The decision was based on a claim by a former employee. The claimant requested information from their former employer about what data it was processing related to them and a copy of these data. The court considered the petition for a copy to be provided to be insufficiently specific. Pursuant to section 253 (2) no. 2 German Code of Civil Procedure (ZPO) requests for access must be formulated clearly enough and the cause of action must be defined clearly enough that the scope of the judgment and the extent of the legal effect of the decision are unambiguous both in the event of a judgment granting the petition and in the event of a decision rejecting it. Against this background, the BAG ruled that the claimant had been too imprecise in designating the emails they had requested copies of. According to the BAG, if it is not possible to specifically name the emails at the time the action is brought, the data subject must assert the right of access by means of a so-called action by stages (Stufenklage) pursuant to section 254 German Code of Civil Procedure (ZPO). In this way, the scope of the right can first be determined (by ordering the defendant to submit an affirmation in lieu of an oath) and then, in the second stage, the emails can actually be disclosed. The BAG ruled similarly in another case in its judgment dated 16 December 2021 (2 AZR 235/21).

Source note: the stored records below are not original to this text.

PR #2060, opened 2025-02-16
Print timeout exceedance in MaxTimeoutTest

falbrechtskirchinger:
Just added some helpful output to better judge the size of the problem.


yhirose:
Thanks!

PR #2062, opened 2025-02-16
Add style check to workflow

falbrechtskirchinger:
Add a non-fatal check to see if sources have been formatted. Unfortunately, there are minor version differences. Version 18 (the default in `ubuntu-latest`) formats differently than versions 19 and 20.
I'm not including the examples for now to not make too much noise.


yhirose:
@falbrechtskirchinger thanks for the nice tool. 👍

Instead of using the clang-format-19, could you please try to use the version in the latest-ubuntu by adjusting .clang-format file in the repo?

Could you also exclude /test/httplib.h and /test/httplib.cc from the style check since they are automatically generated?

Also could you make an adjustment to `clean:` section to remove files generated by the style check like *.formatted?

Thanks!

Particularly in labour court proceedings, Article 15 GDPR plays a decisive role. Former employees or rejected applicants often request access under Article 15 GDPR and in the event of incorrect fulfilment demand compensation under Article 82 GDPR (e.g. Hamm Regional Labour Court (LAG Hamm), judgment dated 11 May 2021 – 6 Sa 1260/20 and the German Federal Labour Court (BAG) in the following instance with the judgment dated 5 May 2022 – 2 AZR 363/21). The dates for the hearings in two further proceedings before the BAG (8 AZR 91/22, 8 AZR 124/23) related to Article 15 and Article 82 GDPR are scheduled for 20 June 2024. 

BGH: Broad interpretation of the right of access according to Article 15 GDPR

A very far-reaching interpretation of the right of access can be derived from the decision of the German Federal Court of Justice (BGH) dated 15 June 2021 (VI ZR 576/19). In particular, the BGH is in favour of an unlimited interpretation of the term "personal data" as defined in Article 4 No 1 GDPR and rejects a teleological reduction to merely "significant biographical information". According to the BGH, the right of access under data protection law also exists with regard to data already known to the claimant, e.g. past correspondence between the parties. Internal notes and communication, both about and with the data subject, are therefore also personal data within the meaning of the GDPR and may be the subject of a claim under Article 15 (1) GDPR (as previously asserted by the Cologne High Regional Court (OLG Köln), judgment dated 19 June 2019 – 20 U 75/18). In its judgment, however, the BGH only commented specifically on the question of whether and to what extent these are personal data that are subject to the right of access under Article 15 (1) GDPR. Whether the disclosure of a copy can be requested in addition and to the same extent pursuant to Article 15 (3) GDPR was not the subject of the proceedings. 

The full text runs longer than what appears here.